If I apply this algorithm to the hashes specified in the code (remember the table?), I will get the 'correct' hashes to be compared with the ones retrieved from the export table of the system library (to be specific, from the names of exported functions). In Python, the pseudocode generating hash on the basis of the function's symbolic name looks as follows:
def hash_from_name(name):
result = 0x2b
for x in name:
result = ord(c) + 0x10f * result
return result & 0x1FFFFF
Calling the function:
hash_from_name(name) # Name is the variable containing the symbolic name of the function
So, all I have to do now is apply the hash_api_true
algorithm to the entire table of pseudohashes present in the sample and produce a table of 'correct' hashes. Then I apply the hash_from_name
algorithm to the list of WinAPI functions (that consists of their regular symbolic names) to get the hashed names of functions. And finally, I intercompare these two lists, thus, decoding the names and hashes. To expedite this process, I use a special Python scrip for IDA.
Could it be done faster?
In this particular case, REvil produces the entire table of deobfuscated functions at once. Therefore, after loading the sample into a debugger, you may execute the subprogram that retrieves and deobfuscates the WinAPI functions; then the debugger will automatically insert decrypted names of the API functions into the code.

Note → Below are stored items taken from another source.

PR #7941, opened 2022-06-15
Fix the int overflow issue and the wrong map index of external audio

nyanmisaka:
**Changes**
- Fix the int overflow issue in encoder bufsize,
cap the max target bitrate to int.MaxValue/2 = 1073741823, which is more than enough for any common videos.
- Fix the map index of external audio

**Issues**
Fixes https://github.com/jellyfin/jellyfin-plugin-tvheadend/issues/59
FIxes https://github.com/jellyfin/jellyfin/issues/7942

### DIFF
--- a/MediaBrowser.Controller/MediaEncoding/EncodingHelper.cs
+++ b/MediaBrowser.Controller/MediaEncoding/EncodingHelper.cs
@@ -1893,7 +1893,7 @@ namespace MediaBrowser.Controller.MediaEncoding
             return request.EnableAutoStreamCopy;
         }
 
-        public int? GetVideoBitrateParamValue(BaseEncodingJobOptions request, MediaStream videoStream, string outputVideoCodec)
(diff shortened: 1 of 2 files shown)


MediaBrowser.Controller/MediaEncoding/EncodingHelper.cs
```diff
@@ -1925,7 +1925,7 @@ public bool CanStreamCopyAudio(EncodingJobInfo state, MediaStream audioStream, I
                 }
             }
 
-            return bitrate;
+            return Math.Min(bitrate ?? 0, int.MaxValue / 2);
```
Bond-009, line 1928: Shouldn't you still return null, or change the function signature?

nyanmisaka: Done.

cvium (approved):
Wouldn't hurt to add a code comment regarding Max / 2

articuno1au:
Thanks for the quick turn around on this one :clap:

PR #8001, opened 2022-06-24
Fix yuvj420p pixel format hardware decoding

### LINKED ISSUE #7823: [Synology DS220+] NAS stop responding during high bitrate 4k transcoding
Hi,

**Configuration:** Synology DS220+ (2GB RAM) last updates for DSM and packages, jellyfin 10.7.7 installed in Docker.

I recently purchased a GoPro Hero 10 Black and my settings for videos are : 4k HEVC, 50 fps, bitrate 100-120 Mbps (max settings).
These new videos are included in my jellyfin library.

On Chrome, in the jellyfin web client, i want to play these files (no bitrate limit in my profile, and playing from local network).
I can see in the jellyfin server logs that the video is transcoded from HEVC to h264, but some seconds after playing the video, the DS220+ becomes completly unresponding: no DSM interface available, no network ping possible so no SSH possible. Even, if i push the power button of the NAS to shut it down, it does not. I have to unplug it.
This is the same behavior for each GoPro 4k files like this.

The fact is that if i put a bitrate limit for streaming in my profile, for example 1080p 20 mbps, no problem during transcode.
If i change to 1080p 40 mbps, freeze.
I cannot log the memory of the NAS, i can see that it is growing but after it freezes so i cannot log it. And I don't see any logs in the NAS for that should contains the pattern "out of memory". So not sure about memory.
The configuration for transcoding should be correct because there is no problem for other files with lower bitrates, and during success transcoding, NAS CPU is not very high and memory does not explode as well.

When i play the same video from my android phone with the jellyfin app, transcode is made as well but seems locked to 8mbps (i don't know why because i disabled any external network limit), but it works at this bitrate.

My old action cam was 1080p 50fps with bitrate at 30mps and there was no problem.
I think of 4k/HEVC problem exclusively.

Any ideas or people experiencing transcode issues for 4k files ?
Attached, a screenshot of the media info of the file and the beginning of the log during transcoding.
image
[Log.txt](https://github.com/jellyfin/jellyfin/files/8799126/Log.txt)

Thanks.

nyanmisaka:
**Changes**
- Fix yuvj420p pixel format hardware decoding (yuvj420p is used on GoPro)

**Issues**
Fixes #7823

### DIFF
--- a/MediaBrowser.Controller/MediaEncoding/EncodingHelper.cs
+++ b/MediaBrowser.Controller/MediaEncoding/EncodingHelper.cs
@@ -4288,6 +4288,7 @@ namespace MediaBrowser.Controller.MediaEncoding
                     return videoStream.BitDepth.Value;
                 }
                 else if (string.Equals(videoStream.PixelFormat, "yuv420p", StringComparison.OrdinalIgnoreCase)
+                         || string.Equals(videoStream.PixelFormat, "yuvj420p", StringComparison.OrdinalIgnoreCase)
                          || string.Equals(videoStream.PixelFormat, "yuv444p", StringComparison.OrdinalIgnoreCase))
                 {
                     return 8;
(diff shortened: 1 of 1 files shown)


crobibero (approved):

MediaBrowser.Controller/MediaEncoding/EncodingHelper.cs
```diff
@@ -4578,7 +4579,8 @@ public string GetQsvHwVidDecoder(EncodingJobInfo state, EncodingOptions options,
             var hwSurface = (isIntelDx11OclSupported || isIntelVaapiOclSupported)
                 && _mediaEncoder.SupportsFilter("alphasrc");
 
-            var is8bitSwFormatsQsv = string.Equals("yuv420p", videoStream.PixelFormat, StringComparison.OrdinalIgnoreCase);
+            var is8bitSwFormatsQsv = string.Equals("yuv420p", videoStream.PixelFormat, StringComparison.OrdinalIgnoreCase)
+                || string.Equals("yuvj420p", videoStream.PixelFormat, StringComparison.OrdinalIgnoreCase);
```
cvium, line 4583: Please fix indentation for the next 4 additions too
```suggestion
                                     || string.Equals("yuvj420p", videoStream.PixelFormat, StringComparison.OrdinalIgnoreCase);
```

nyanmisaka: Done.

cvium (approved):

PR #8008, opened 2022-06-25
Add escape hatch for Series merging

revam:
**Changes**

This is an universal solution for plugins to override how series are merged.
The reason to override is so we can set the same provider id on multiple items without merging them, while using another id for merging them. Having an (optional) provider id not tied to any online database allows plugins to use their own rules for merging series.

**Issues**

Follow up PR for #7497

### DIFF
--- a/MediaBrowser.Model/Entities/MetadataProvider.cs
+++ b/MediaBrowser.Model/Entities/MetadataProvider.cs
@@ -8,6 +8,12 @@ namespace MediaBrowser.Model.Entities
     public enum MetadataProvider
     {
         /// <summary>
+        /// This metadata provider is for users and/or plugins to override the
+        /// default merging behaviour.
+        /// </summary>
+        Custom = 0,
+
+        /// <summary>
         /// The imdb.
         /// </summary>
         Imdb = 2,
--- a/MediaBrowser.Controller/Entities/TV/Series.cs
+++ b/MediaBrowser.Controller/Entities/TV/Series.cs
@@ -184,6 +184,11 @@ namespace MediaBrowser.Controller.Entities.TV
                 list.Insert(0, key);
             }
 
+            if (this.TryGetProviderId(MetadataProvider.Custom, out key))
+            {
+                list.Insert(0, key);
+            }
+
             return list;
         }
 


revam:
I don't know if it should show up in the UI or not, but I can add another commit to add the IExternalId needed if so desired.

revam:
Also, this doesn't change — or try to reuse — any existing logic, as opposed to what my previous attempt at solving this problem did (see the linked PR for details).

MediaBrowser.Model/Entities/MetadataProvider.cs
```diff
@@ -7,6 +7,12 @@ namespace MediaBrowser.Model.Entities
     /// </summary>
     public enum MetadataProvider
     {
+        /// <summary>
+        /// This provider is an escape hatch for the user to override the series
+        /// merging.
+        /// </summary>
+        User = 0,
```
cvium, line 14: Wouldn't it be better to call it `Custom`?

revam: That wpuød probably be better. Will redo it later today

cvium: And the xmldoc is also a bit too Series specific. It can technically be used by all entities.

revam: Updated the enum name and added a more generic description.

revam:
Is there anything more that should be done, or is there anything else holding back this PR from being merged? @cvium

revam:
Still waiting for a reply...

cvium:
We are not including further features in 10.8. You should rebase on master.

MediaBrowser.Model/Entities/MetadataProvider.cs
```diff
@@ -7,6 +7,12 @@ namespace MediaBrowser.Model.Entities
     /// </summary>
     public enum MetadataProvider
     {
+        /// <summary>
+        /// This metadata provider is for users and/or plugins to override the
+        /// default merging behaviour.
+        /// </summary>
+        Custom = 0,
```
cvium, line 14: Are we certain that 0 is unused? Could be 999 or something instead to avoid collisions

revam: I looked at the hit blame history, and only '1' was previously used.

revam: *git

revam: I can change it to either '20' (the next unused number) or '999' (your suggestion) if you don't want to use '0'

cvium: It's fine

cvium (approved):

Bond-009 (approved):

revam:
Rebased on latest master since the jobs failed (according to my mail notification)

PR #8019, opened 2022-06-26
Fix stream mapping in base video files

### LINKED ISSUE #8015: [Issue]: Wrong stream mapping in ffmpeg if video file contains program data (e.g. tv recordings) or contains index gaps

Shadowghost:
Assumptions:
* external files only have audio or sub streams, no weird other data streams or whatever
* the base file can have other data streams except audio and video 
----
Fixes #8015 #8016
Supersedes #8017


MediaBrowser.Controller/MediaEncoding/EncodingHelper.cs
```diff
@@ -5483,20 +5483,33 @@ public string GetProgressiveAudioFullCommandLine(EncodingJobInfo state, Encoding
...
             {
-                var currentMediaStream = mediaStreams[i];
-                if (currentMediaStream == streamToFind)
+                for (var i = externalStreams; i < streams; i++)
                 {
-                    return index;
+                    var currentMediaStream = mediaStreams[i];
+                    if (currentMediaStream == streamToFind)
+                    {
+                        return currentMediaStream.Index - externalStreams;
```
nyanmisaka, line 5496: If the user upgrades from 10.7.x to 10.8.x with this PR, and does not force a metadata refresh, the indices of external subtitle streams will follow the indices of main media streams.

`-map 0:-1 -map 0:0 -map -0:s`
In this case it will break the stream mapping.
video -> not found -> return -1;
audio -> found at 1, minus 1 -> return 0;

```
[matroska,webm @ 0x55ad455b4200] Invalid stream specifier: -1.
    Last message repeated 19 times
Stream map '0:-1' matches no streams.
To ignore this, add a trailing '?' to the map.
```

Shadowghost: You are correct but I don't know how we could recognize and handle this.

MediaBrowser.Controller/MediaEncoding/EncodingHelper.cs
```diff
@@ -5483,20 +5483,33 @@ public string GetProgressiveAudioFullCommandLine(EncodingJobInfo state, Encoding
 
         public static int FindIndex(IReadOnlyList<MediaStream> mediaStreams, MediaStream streamToFind)
         {
-            var index = 0;
-            var length = mediaStreams.Count;
+            var streams = mediaStreams.Count;
+            var externalStreams = mediaStreams.Count(s => s.IsExternal);
```
nyanmisaka, line 5487:
```suggestion
            var externalStreams = mediaStreams.Count(s => s.IsExternal);

            // Fallback to the old behavior of external subtitle stream indices in 10.7 and older.
            if (externalStreams > 0 && !mediaStreams[0].IsExternal)
            {
                return streamToFind.Index;
            }            
```

This should help.

MediaBrowser.Controller/MediaEncoding/EncodingHelper.cs
cvium: Database migration

Shadowghost: I'M not confident enough to do that tbh. Especially because this change depends not only on what the current index is

cvium: I don't really like handling backwards compatibility with code because it's something that will never be removed again :/

Shadowghost: We could mention the need of a metadata refresh in the release notes and either drop the workaround right now or keep it in place until 10.9 and remove it there.
I know all of this is suboptimal. :/
How would one approach an automated db migration in such a case?

neseih: > I don't really like handling backwards compatibility with code because it's something that will never be removed again :/

I think the same. The code is hard to understand (for me) and doesn‘t work in all cases. I would propose to just save the stream id from ffprobe as a clean solution. That would fix the bug for all later library reads.
Maybe it is possible to remove the stream mapping for all ts files and tv library and reparse these files.
Anyway, it would only improve the situation as these files are currently not working (even with this fix).
Nevertheless, thx @Shadowghost for trying hard to solve this!

Shadowghost: The reason why it's not like that already is the following:
When using files on a remote FS (like strm via Gdrive) they are not probed on scan because that takes really long. Instead they are probed when playback starts. If you have external audio/subs for that file and select them before starting playback they would be added after the probed streams from the file, geting new Indices and therefore breaking the selection you did when initiating the playback. That's why I changed this to first add the external streams and after that add the internal streams.
Ideally we'd have an independant ID in the database wich has nohing to do with the actual stream ID within the file.

neseih: Would it be possible to have external streams to have negative indexes? So you could know if its internal or external and if the internal streams of the file has already been probed. But that‘s a breaking change as well 😞

Shadowghost:
Not required anymore.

After that, you can make a dump and continue working with it; the functions will be present at their locations. But this method is suitable not for all situations. For instance, if the deobfuscation is performed not for the entire list of functions at once, but for each function separately at the time when it's called, this technique won't work.
Conclusions
Now you know how to restore WinAPI calls obfuscated using calls to their hashes. As you can see, this obfuscation technique can be easily negated using a debugger or a disassembler. Furthermore, mathematical manipulations with the hash don't make the reverse engineering impossible. Such tricks can be easily detected in the pseudocode; all they can do is slow down the examination of a sample by a few minutes. The sole purpose of such manipulations is to fool automatic detection systems; if you perform a manual analysis, they are totally useless.